Science proves lasting coffee buzz a matter of genes

Approx Reading Time-10For those amongst us who can survive on a solitary coffee, now we know why. You’re genetically pre-disposed be more affected, according to a new study.


Ever wonder why some coffee drinkers can get their buzz on from one thuggachino a day, while others need a constant intravenous source lest they fall into a hopeless puddle? My initial thought was that it was those shackled to a busy schedule, or indeed those lacking in sleep or self-control, are the ones you see incessantly supping coffee throughout the day.
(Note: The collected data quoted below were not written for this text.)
PR #86584, opened 2023-12-28
Fix `AudioServer::start_playback_stream` does not iterate through given bus volumes

MJacred:
`AudioServer::set_playback_bus_volumes_linear` properly loops through the given `p_bus_volumes`.

This fixes an inconsistency. But it does not fix any bugs, because, currently, all users (the audio players) of this func only ever send 1 bus. So actually, right now, the `HashMap` is unnecessary in
```c++
void start_playback_stream(Ref<AudioStreamPlayback> p_playback, HashMap<StringName, Vector<AudioFrame>> p_bus_volumes, float p_start_time = 0, float p_pitch_scale = 1, float p_highshelf_gain = 0, float p_attenuation_cutoff_hz = 0);
```
A simple `StringName p_bus`+`Vector<AudioFrame> p_volume_db_vector` combination would suffice


AThousandShips (approved):
Makes sense

akien-mga:
Thanks!

akien-mga:
Cherry-picked for 4.2.2.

Well, good news there, because it might not actual be your fault. There may be a scientific reason behind it.

Your genes control the amount that you drink, or rather the effect of that it has.

A group of researchers from the University of Edinburgh and Trieste, the Burlo Garofolo Pediatric Institute in Italy, and the Erasmus Medical Center and PolyOmica, a data analysis company based in Groningen, the Netherlands, have conducted some tests and come up with results to why some people need a higher caffeine consumption.

They identified a gene that tends to curb your coffee consumption. Apparently, people with a DNA variation in a gene called PDSS2 tend to drink fewer cups of the liquid gold. Basically, the gene reduces your ability to break down caffeine, causing it to stay in your body longer. Which explains the mysterious “one-and-done” folks in the office who are still perky when the clock strikes 3pm.

The researchers looked at a group of participants from the Italy and the Netherlands. Each participant was asked to fill out a survey, including the question “How many cups of coffee do you drink per day?”. The researchers found that the people with the DNA variation in PDSS2 tended to drink less coffee than the people without the variation.

Dr Nicola Pirastu from the University of Edinburgh’s Usher Institute said: “The results of our study add to existing research suggesting that our drive to drink coffee may be embedded in our genes. We need to do larger studies to confirm the discovery and also to clarify the biological link between PDSS2 and coffee consumption.”

So don’t judge. Maybe a T-shirt slogan needs to be made for people who possess the PDSS2 variation: “Don’t be gene-ist, I’m doing my darndest.”


Don’t hate, Angela, I’m merely a victim of my genes. Now if you’ll excuse me. It’s approximately morning coffee o’clock.